> **Input data**
PR #340, opened 2023-07-03
Add exception notes as metadata

0HyperCube:
## Goal

Send new `__notes__` field added in https://peps.python.org/pep-0678/

## Changeset

Add a notes tab if the exception has a `__notes__` attribute.

## Testing

New `test_notes` test added to ensure that the notes are added to the payload's metadata.

### DIFF
--- a/bugsnag/event.py
+++ b/bugsnag/event.py
@@ -127,7 +127,7 @@ class Event:
         if hasattr(exception, "__notes__"):
             self.add_tab(
                 "exception notes",
-                dict(enumerate(exception.__notes__))
+                dict(enumerate(exception.__notes__)) # type: ignore # noqa
             )
 
     @property
--- a/bugsnag/event.py
+++ b/bugsnag/event.py
@@ -124,6 +124,9 @@ class Event:
         for name, tab in options.items():
             self.add_tab(name, tab)
 
+        if hasattr(exception, "__notes__"):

> **Requirement**
The answer should consist of every record above, copied exactly.

> **Written answer**
PR #340, opened 2023-07-03
Add exception notes as metadata

0HyperCube:
## Goal

Send new `__notes__` field added in https://peps.python.org/pep-0678/

## Changeset

Add a notes tab if the exception has a `__notes__` attribute.

## Testing

New `test_notes` test added to ensure that the notes are added to the payload's metadata.

### DIFF
--- a/bugsnag/event.py
+++ b/bugsnag/event.py
@@ -127,7 +127,7 @@ class Event:
         if hasattr(exception, "__notes__"):
             self.add_tab(
                 "exception notes",
-                dict(enumerate(exception.__notes__))
+                dict(enumerate(exception.__notes__)) # type: ignore # noqa
             )
 
     @property
--- a/bugsnag/event.py
+++ b/bugsnag/event.py
@@ -124,6 +124,9 @@ class Event:
         for name, tab in options.items():
             self.add_tab(name, tab)
 
+        if hasattr(exception, "__notes__"):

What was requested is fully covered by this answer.